Abbiamo parlato di COP27, in questi giorni si terrà Bonn Climate Change Conference e il prossimo novembre la COP28. Quale è l’effettivo ruolo di questi consessi internazionali? Cosa servirebbe per renderle più efficaci?
Torno con piacere su questo punto, solo accennato in precedenza. Le conferenze internazionali sul clima rivestono un ruolo fondamentale nel contrasto al cambiamento climatico. Non si può fare a meno della cooperazione internazionale tra gli Stati per far fronte al cambiamento climatico che è, in tutto e per tutto, un fenomeno globale. Allo stesso tempo, non ci si può aspettare che da questi consessi emergano soluzioni rapide e immediatamente attuabili. La diplomazia multilaterale segue i propri tempi (lunghi) e metodi (complessi). Basti pensare che in queste conferenze le decisioni sono adottate per consenso da parte di tutti gli Stati partecipanti…
Tuttavia, quello che forse servirebbe a renderle più efficaci è snellirle, rimuovendo quell’immensa sovrastruttura che sempre di più le caratterizza. Le conferenze sul clima sembrano ormai dei “festival”, con una miriade di side events, banchetti e quant’altro. Anche se poi i negoziati proseguono sottotraccia, il contesto non può che influenzarne i risultati, che sono evidentemente sproporzionati (al ribasso) rispetto all’enorme processo. Questa perlomeno è stata la mia impressione, quando vi ho partecipato.

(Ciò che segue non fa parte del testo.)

PR #166, opened 2019-03-27
Disable Synchronous Query to Disk 

sheyd:
Per Sean Hull's recommendation, we don't need to have each transaction committed to disk before they report back as successful, and with the tradeoff of potentially losing a small amount of data for a large performance boost. Testing out in QA first.

### DIFF
--- a/quasar/main.tf
+++ b/quasar/main.tf
@@ -271,10 +271,10 @@ resource "aws_db_parameter_group" "quasar-qa" {
     value = "1000"
   }
 
-  # Temporarily only log slow queries.
+  # Testing turning synchronization off to see if improves performance
   parameter {
-    name  = "log_statement"
-    value = "none"
+    name  = "synchronous_commit"
+    value = "off"
   }
 }
 
--- a/quasar/main.tf
+++ b/quasar/main.tf
@@ -277,11 +277,21 @@ resource "aws_db_parameter_group" "quasar-qa" {
     value = "none"
   }
 
+  parameter {
+    name  = "log_duration"
+    value = "0"
+  }
+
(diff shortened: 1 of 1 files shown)


sheyd:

La riforma auspicabile, dunque, potrebbe essere quella di scindere i due eventi: il negoziato politico da una parte, che deve essere comunque reso il più possibile trasparente e aperto alla società civile (tramite la partecipazione di organizzazioni “observer”, limitate nel numero e che svolgano effettivamente questo ruolo) e, dall’altra, una conferenza, festival o fiera internazionale, come la si voglia chiamare, in cui si riunisca il mondo scientifico, accademico, associativo e del business per discutere e presentare soluzioni all’emergenza climatica (si veda qui per una simile argomentazione).